Problem requirements:
Report each line from the entries in which "fdef" can be found.

(Excerpts from a dataset)
= Beginning of Section =

PR #7207, opened 2023-02-22
chore: remove fdef from taint signature hook

brandonspark:
## What:
This PR removes the entire `fdef` from the `hook_function_taint_signature`, as the majority of it is unused. We keep the `parameters`, which denote the parameter list of the function in particular.

## Why:
Function definitions are big, and can take up a lot of memory!

## Test plan:
`make test`.

On `develop`, on `android`, with `deepsemgrep-sqli-rules`, we see the following memory plot:
image

With this change and the same parameters, we see:
image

= End of Section =

Solution to this problem:
chore: remove fdef from taint signature hook
This PR removes the entire `fdef` from the `hook_function_taint_signature`, as the majority of it is unused. We keep the `parameters`, which denote the parameter list of the function in particular.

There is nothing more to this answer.